Every line of the records that holds the word "request" should be copied out.
:: Input for this task ::
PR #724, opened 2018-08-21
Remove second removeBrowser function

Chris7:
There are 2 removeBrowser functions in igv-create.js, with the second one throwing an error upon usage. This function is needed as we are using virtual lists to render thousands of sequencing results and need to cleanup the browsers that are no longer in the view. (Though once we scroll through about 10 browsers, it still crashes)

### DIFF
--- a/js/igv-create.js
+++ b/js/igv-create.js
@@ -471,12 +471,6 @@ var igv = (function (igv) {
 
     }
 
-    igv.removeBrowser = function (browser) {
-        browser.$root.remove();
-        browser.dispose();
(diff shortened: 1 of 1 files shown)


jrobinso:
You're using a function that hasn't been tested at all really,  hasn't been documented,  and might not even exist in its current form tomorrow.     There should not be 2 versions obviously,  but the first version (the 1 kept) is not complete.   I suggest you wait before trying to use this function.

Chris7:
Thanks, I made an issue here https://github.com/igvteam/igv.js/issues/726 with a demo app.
:::
:: Input for this task ::
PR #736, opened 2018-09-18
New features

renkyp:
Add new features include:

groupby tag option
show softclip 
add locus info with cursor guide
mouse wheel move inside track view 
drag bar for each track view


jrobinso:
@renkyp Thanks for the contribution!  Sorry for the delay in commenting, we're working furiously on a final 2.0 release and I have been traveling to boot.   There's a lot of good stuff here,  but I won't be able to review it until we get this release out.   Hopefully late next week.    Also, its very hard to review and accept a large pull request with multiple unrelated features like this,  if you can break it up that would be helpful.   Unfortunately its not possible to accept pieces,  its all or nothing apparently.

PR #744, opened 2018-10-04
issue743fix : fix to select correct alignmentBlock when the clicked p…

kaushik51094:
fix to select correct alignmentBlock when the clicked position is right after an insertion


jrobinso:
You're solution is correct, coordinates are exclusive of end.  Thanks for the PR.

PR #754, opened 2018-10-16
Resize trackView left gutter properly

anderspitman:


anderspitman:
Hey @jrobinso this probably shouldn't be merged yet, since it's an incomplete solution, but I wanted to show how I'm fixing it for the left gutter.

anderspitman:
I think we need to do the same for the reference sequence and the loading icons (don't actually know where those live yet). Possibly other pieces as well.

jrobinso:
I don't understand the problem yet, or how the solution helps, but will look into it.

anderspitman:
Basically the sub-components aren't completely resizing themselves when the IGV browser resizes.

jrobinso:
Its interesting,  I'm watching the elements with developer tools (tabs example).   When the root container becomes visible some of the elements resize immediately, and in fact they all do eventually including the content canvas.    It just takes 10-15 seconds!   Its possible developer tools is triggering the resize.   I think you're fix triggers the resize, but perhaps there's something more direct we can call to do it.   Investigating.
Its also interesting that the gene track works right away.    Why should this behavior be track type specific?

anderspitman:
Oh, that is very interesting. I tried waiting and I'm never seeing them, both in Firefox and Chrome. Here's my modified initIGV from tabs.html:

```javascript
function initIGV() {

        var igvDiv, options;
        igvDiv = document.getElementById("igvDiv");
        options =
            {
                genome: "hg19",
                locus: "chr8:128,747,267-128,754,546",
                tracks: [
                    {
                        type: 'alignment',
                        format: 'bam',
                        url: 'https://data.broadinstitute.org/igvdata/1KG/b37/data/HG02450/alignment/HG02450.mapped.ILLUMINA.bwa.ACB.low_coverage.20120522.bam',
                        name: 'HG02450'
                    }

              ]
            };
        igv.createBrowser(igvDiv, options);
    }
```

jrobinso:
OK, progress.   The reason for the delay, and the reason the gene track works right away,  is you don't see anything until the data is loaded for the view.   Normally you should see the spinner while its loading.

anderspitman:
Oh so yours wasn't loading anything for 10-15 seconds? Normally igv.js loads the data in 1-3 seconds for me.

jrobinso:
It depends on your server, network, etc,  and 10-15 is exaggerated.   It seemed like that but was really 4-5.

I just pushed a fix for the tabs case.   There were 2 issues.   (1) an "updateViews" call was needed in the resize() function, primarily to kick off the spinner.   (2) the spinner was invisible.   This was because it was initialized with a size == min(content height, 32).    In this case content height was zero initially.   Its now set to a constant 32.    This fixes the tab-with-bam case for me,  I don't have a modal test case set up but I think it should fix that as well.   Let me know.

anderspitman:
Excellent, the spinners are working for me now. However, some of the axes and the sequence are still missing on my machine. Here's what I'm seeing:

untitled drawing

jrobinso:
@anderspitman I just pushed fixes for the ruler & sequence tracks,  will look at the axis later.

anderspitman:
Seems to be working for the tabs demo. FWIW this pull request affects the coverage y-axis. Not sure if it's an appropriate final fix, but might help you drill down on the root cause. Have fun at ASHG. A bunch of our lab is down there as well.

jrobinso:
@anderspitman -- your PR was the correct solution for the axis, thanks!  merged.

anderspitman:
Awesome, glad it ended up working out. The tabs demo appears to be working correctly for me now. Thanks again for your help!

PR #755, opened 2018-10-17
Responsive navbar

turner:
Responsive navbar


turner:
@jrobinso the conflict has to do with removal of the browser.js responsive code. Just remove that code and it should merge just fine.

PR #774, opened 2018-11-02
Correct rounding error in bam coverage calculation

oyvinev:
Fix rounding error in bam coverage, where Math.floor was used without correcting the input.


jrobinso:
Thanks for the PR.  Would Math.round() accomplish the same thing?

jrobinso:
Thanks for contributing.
:::
:: Input for this task ::
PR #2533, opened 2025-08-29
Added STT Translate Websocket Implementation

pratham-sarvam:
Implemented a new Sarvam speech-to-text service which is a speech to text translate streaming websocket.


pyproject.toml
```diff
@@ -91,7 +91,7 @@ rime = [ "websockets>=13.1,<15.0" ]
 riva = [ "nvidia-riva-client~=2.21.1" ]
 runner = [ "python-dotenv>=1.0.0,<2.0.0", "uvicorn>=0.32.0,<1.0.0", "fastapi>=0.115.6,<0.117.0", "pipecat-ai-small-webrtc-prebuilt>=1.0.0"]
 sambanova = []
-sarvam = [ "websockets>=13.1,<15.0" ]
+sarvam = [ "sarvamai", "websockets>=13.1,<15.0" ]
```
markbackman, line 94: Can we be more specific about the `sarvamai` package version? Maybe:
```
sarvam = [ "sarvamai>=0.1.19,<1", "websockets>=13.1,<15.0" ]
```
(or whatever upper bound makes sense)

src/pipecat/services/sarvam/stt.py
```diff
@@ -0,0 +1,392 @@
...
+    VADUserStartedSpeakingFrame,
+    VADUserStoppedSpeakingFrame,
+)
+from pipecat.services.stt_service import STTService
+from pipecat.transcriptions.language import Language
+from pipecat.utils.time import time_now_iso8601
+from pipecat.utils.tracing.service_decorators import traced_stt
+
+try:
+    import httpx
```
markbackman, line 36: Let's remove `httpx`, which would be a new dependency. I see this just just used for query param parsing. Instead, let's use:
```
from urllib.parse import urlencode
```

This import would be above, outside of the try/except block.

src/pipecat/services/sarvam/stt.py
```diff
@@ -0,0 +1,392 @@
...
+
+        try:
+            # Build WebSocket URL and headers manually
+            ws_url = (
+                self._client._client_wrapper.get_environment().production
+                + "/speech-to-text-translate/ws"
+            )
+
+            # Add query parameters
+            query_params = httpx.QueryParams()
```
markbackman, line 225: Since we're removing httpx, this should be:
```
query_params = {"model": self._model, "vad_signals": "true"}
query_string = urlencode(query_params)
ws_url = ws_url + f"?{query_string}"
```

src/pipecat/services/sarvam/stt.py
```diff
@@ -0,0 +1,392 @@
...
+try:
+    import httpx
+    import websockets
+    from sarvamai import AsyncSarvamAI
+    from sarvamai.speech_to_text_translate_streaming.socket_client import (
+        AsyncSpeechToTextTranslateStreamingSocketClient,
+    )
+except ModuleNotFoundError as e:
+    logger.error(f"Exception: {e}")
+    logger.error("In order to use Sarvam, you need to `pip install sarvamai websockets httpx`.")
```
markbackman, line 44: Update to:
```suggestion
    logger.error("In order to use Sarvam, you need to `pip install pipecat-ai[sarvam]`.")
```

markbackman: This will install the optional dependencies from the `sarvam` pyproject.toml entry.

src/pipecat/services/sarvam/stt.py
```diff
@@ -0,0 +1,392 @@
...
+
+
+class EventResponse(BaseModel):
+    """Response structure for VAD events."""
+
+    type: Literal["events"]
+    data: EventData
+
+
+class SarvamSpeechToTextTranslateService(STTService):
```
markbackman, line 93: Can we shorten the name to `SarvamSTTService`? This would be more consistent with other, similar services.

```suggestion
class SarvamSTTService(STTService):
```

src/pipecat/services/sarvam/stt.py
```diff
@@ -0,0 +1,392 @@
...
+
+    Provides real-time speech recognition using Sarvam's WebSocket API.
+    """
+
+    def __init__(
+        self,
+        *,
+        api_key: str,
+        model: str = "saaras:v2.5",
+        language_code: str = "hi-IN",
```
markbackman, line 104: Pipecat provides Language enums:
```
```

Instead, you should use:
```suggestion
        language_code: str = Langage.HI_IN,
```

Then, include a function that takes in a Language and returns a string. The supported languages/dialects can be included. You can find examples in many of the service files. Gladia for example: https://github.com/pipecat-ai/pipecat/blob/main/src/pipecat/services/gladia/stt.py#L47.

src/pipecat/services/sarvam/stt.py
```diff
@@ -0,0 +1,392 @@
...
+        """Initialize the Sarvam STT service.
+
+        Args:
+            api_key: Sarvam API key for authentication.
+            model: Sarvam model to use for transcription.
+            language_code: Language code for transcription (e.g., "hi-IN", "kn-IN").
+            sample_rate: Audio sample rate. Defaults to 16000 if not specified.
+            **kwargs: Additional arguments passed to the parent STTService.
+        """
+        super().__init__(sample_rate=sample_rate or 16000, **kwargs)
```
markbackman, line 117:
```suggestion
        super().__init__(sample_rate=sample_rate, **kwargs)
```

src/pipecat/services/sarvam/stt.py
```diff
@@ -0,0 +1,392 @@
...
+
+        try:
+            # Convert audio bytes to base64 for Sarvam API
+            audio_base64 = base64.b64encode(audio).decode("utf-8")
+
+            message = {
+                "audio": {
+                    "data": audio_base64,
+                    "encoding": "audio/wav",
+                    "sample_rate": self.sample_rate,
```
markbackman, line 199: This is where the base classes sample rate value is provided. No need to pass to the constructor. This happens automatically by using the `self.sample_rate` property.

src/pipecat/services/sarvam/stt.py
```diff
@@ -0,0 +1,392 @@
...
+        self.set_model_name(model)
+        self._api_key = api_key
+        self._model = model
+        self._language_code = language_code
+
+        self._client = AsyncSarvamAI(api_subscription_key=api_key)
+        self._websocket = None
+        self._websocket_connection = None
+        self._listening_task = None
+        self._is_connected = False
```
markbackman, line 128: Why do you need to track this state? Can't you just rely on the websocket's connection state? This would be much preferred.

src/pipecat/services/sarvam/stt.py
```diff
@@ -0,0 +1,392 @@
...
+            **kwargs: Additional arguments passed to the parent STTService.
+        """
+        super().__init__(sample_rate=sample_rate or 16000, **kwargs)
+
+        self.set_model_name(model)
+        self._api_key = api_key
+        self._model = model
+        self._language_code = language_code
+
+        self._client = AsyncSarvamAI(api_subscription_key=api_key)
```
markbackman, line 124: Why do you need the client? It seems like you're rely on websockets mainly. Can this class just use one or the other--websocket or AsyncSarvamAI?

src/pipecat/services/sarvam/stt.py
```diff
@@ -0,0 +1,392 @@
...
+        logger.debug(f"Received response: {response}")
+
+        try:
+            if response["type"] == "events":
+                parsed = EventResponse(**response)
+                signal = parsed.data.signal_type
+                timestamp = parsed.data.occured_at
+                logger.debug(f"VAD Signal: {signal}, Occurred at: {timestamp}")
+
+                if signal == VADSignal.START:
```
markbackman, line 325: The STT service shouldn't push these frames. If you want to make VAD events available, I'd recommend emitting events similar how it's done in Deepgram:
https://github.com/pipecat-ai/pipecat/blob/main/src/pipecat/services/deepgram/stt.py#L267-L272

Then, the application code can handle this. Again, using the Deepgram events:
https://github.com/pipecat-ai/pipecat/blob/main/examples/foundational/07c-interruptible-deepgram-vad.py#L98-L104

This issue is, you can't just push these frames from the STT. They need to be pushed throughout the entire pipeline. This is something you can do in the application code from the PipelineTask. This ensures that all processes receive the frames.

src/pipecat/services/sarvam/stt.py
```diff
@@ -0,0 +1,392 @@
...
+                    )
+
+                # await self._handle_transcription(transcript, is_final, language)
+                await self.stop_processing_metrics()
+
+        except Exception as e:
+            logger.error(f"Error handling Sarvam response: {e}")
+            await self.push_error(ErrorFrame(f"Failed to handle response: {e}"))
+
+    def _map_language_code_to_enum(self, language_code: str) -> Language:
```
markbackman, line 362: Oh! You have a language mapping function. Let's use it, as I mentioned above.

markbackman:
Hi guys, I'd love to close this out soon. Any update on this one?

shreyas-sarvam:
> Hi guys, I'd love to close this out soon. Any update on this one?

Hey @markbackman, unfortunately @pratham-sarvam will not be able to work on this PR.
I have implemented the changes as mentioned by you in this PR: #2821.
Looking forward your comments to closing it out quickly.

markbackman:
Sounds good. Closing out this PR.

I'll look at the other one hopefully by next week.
:::
Response ▸
@renkyp Thanks for the contribution!  Sorry for the delay in commenting, we're working furiously on a final 2.0 release and I have been traveling to boot.   There's a lot of good stuff here,  but I won't be able to review it until we get this release out.   Hopefully late next week.    Also, its very hard to review and accept a large pull request with multiple unrelated features like this,  if you can break it up that would be helpful.   Unfortunately its not possible to accept pieces,  its all or nothing apparently.
Seems to be working for the tabs demo. FWIW this pull request affects the coverage y-axis. Not sure if it's an appropriate final fix, but might help you drill down on the root cause. Have fun at ASHG. A bunch of our lab is down there as well.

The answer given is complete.